(Saved entries)
PR #153, opened 2019-03-06
Advanced settings section for Project from

mdupont:
Hide base, vocab and api mappings fields under an "Advanced settings" collapsed panel so that users know not to touch them unless they know what they are doing.

fixes BlueBrain/nexus#486


src/shared/components/Projects/__tests__/ProjectForm.spec.tsx
```diff
@@ -1,12 +1,21 @@
 import * as React from 'react';
 import { mount } from 'enzyme';
+
+// Need to mock Date.now() because it is used down the line
+// to generate a per-element class, which breaks snapshot testing.
+// Must be done before importing the React component.
+jest.spyOn(Date, 'now').mockImplementation(() => 1234567890123);
```
julienmachon: :boom:

PR #154, opened 2019-03-06
444 server side error codes

kenjinp:
# New! Errors & Codes! 🚨

```typescript
<Status code={!!error ? error.code : 200}>
    <ResourceView
        dotGraph={dotGraph}
         ...
      />
 </Status>
```

- new `RequestErrors` types and classes. They have `codes`
- fetching resources using the `createFetchReducer` will expect` RequestErrors` to be thrown on failure, like when the SDK throws an error.
- new `Status` component that takes a `code` and passes it to the server when rendering using the router context
- all this results in reliable error status codes being rendered by the application

associated issue: https://github.com/BlueBrain/nexus/issues/444


src/shared/store/actions/utils/errors.ts
```diff
@@ -0,0 +1,33 @@
+export class Forbidden extends Error {
+  readonly code: number = 403;
```
mdupont: Same remark about numbers, they should be constants with names, like HTTP_STATUS_UNAUTHORIZED

src/shared/store/actions/utils/errors.ts
```diff
@@ -0,0 +1,33 @@
...
+}
+export class NotFound extends Error {
```
mdupont: Why create 1 class per error type instead of one global "RequestError" class that had a "code" property with the status code? Wouldn't it be better to have types based on a definition like: "type Forbidden is an instance of RequestError class, only if that instance has a status code of HTTP_STATUS_UNAUTHORIZED". Sorry I haven't the exact Typescript snippet here.

src/shared/store/actions/utils/errors.ts
```diff
@@ -0,0 +1,33 @@
...
+  NotFound,
+  ServiceUnavailable,
+};
+
+export const formatError = (error: Error) => {
+  const errorType = error.message.replace(/ /g, '');
+  if (requestErrorTypes[errorType]) {
+    return new requestErrorTypes[errorType](error.message);
+  }
+  return new BadRequest(error.message);
```
mdupont: This would return an erroneous code if the individual status code is not explicitely handled in the list below. This problem can be solved if using my proposal of making RequestError a class and individual error types, well, types

src/shared/views/Project.tsx
```diff
@@ -41,87 +43,86 @@ const ProjectView: React.FunctionComponent<ProjectViewProps> = ({
...
-          <Empty
-            style={{ marginTop: '22vh' }}
-            description="No project data found here..."
-          />
-        </>
-      )}
-      {project && (
-        <>
-          <div>
+    <Status code={!!error ? error.code : 200}>
```
mdupont: Same remark about constants instead of magic numbers

src/shared/views/Project.tsx
```diff
@@ -41,87 +43,86 @@ const ProjectView: React.FunctionComponent<ProjectViewProps> = ({
...
+      <div className="project">
+        {!project && error && (
+          <>
+            <h1 style={{ marginBottom: 0, marginRight: 8 }}>
+              {match.params.project}
+            </h1>
+            <Empty
+              style={{ marginTop: '22vh' }}
+              description="There was a problem while loading this project!"
```
mdupont: Shouldn't we add the error message text along with this text?

src/shared/views/Resource.tsx
```diff
@@ -36,13 +38,15 @@ const ResourceViewPage: React.FunctionComponent<ResourceViewProps> = props => {
...
     <>
       {!!resource && <Helmet title={resource.name} />}
-      <ResourceView
-        dotGraph={dotGraph}
-        onSuccess={fetch}
-        resource={resource}
-        error={error}
-        isFetching={isFetching}
-      />
+      <Status code={!!error ? error.code : 200}>
```
mdupont: magic number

WORK ITEM: Go through the records above and write each one out again exactly.

EXERCISE SOLUTION:
PR #153, opened 2019-03-06
Advanced settings section for Project from

mdupont:
Hide base, vocab and api mappings fields under an "Advanced settings" collapsed panel so that users know not to touch them unless they know what they are doing.

fixes BlueBrain/nexus#486


src/shared/components/Projects/__tests__/ProjectForm.spec.tsx
```diff
@@ -1,12 +1,21 @@
 import * as React from 'react';
 import { mount } from 'enzyme';
+
+// Need to mock Date.now() because it is used down the line
+// to generate a per-element class, which breaks snapshot testing.
+// Must be done before importing the React component.
+jest.spyOn(Date, 'now').mockImplementation(() => 1234567890123);
```
julienmachon: :boom:

PR #154, opened 2019-03-06
444 server side error codes

kenjinp:
# New! Errors & Codes! 🚨

```typescript
<Status code={!!error ? error.code : 200}>
    <ResourceView
        dotGraph={dotGraph}
         ...
      />
 </Status>
```

- new `RequestErrors` types and classes. They have `codes`
- fetching resources using the `createFetchReducer` will expect` RequestErrors` to be thrown on failure, like when the SDK throws an error.
- new `Status` component that takes a `code` and passes it to the server when rendering using the router context
- all this results in reliable error status codes being rendered by the application

associated issue: https://github.com/BlueBrain/nexus/issues/444


src/shared/store/actions/utils/errors.ts
```diff
@@ -0,0 +1,33 @@
+export class Forbidden extends Error {
+  readonly code: number = 403;
```
mdupont: Same remark about numbers, they should be constants with names, like HTTP_STATUS_UNAUTHORIZED

src/shared/store/actions/utils/errors.ts
```diff
@@ -0,0 +1,33 @@
...
+}
+export class NotFound extends Error {
```
mdupont: Why create 1 class per error type instead of one global "RequestError" class that had a "code" property with the status code? Wouldn't it be better to have types based on a definition like: "type Forbidden is an instance of RequestError class, only if that instance has a status code of HTTP_STATUS_UNAUTHORIZED". Sorry I haven't the exact Typescript snippet here.

src/shared/store/actions/utils/errors.ts
```diff
@@ -0,0 +1,33 @@
...
+  NotFound,
+  ServiceUnavailable,
+};
+
+export const formatError = (error: Error) => {
+  const errorType = error.message.replace(/ /g, '');
+  if (requestErrorTypes[errorType]) {
+    return new requestErrorTypes[errorType](error.message);
+  }
+  return new BadRequest(error.message);
```
mdupont: This would return an erroneous code if the individual status code is not explicitely handled in the list below. This problem can be solved if using my proposal of making RequestError a class and individual error types, well, types

src/shared/views/Project.tsx
```diff
@@ -41,87 +43,86 @@ const ProjectView: React.FunctionComponent<ProjectViewProps> = ({
...
-          <Empty
-            style={{ marginTop: '22vh' }}
-            description="No project data found here..."
-          />
-        </>
-      )}
-      {project && (
-        <>
-          <div>
+    <Status code={!!error ? error.code : 200}>
```
mdupont: Same remark about constants instead of magic numbers

src/shared/views/Project.tsx
```diff
@@ -41,87 +43,86 @@ const ProjectView: React.FunctionComponent<ProjectViewProps> = ({
...
+      <div className="project">
+        {!project && error && (
+          <>
+            <h1 style={{ marginBottom: 0, marginRight: 8 }}>
+              {match.params.project}
+            </h1>
+            <Empty
+              style={{ marginTop: '22vh' }}
+              description="There was a problem while loading this project!"
```
mdupont: Shouldn't we add the error message text along with this text?

src/shared/views/Resource.tsx
```diff
@@ -36,13 +38,15 @@ const ResourceViewPage: React.FunctionComponent<ResourceViewProps> = props => {
...
     <>
       {!!resource && <Helmet title={resource.name} />}
-      <ResourceView
-        dotGraph={dotGraph}
-        onSuccess={fetch}
-        resource={resource}
-        error={error}
-        isFetching={isFetching}
-      />
+      <Status code={!!error ? error.code : 200}>
```
mdupont: magic number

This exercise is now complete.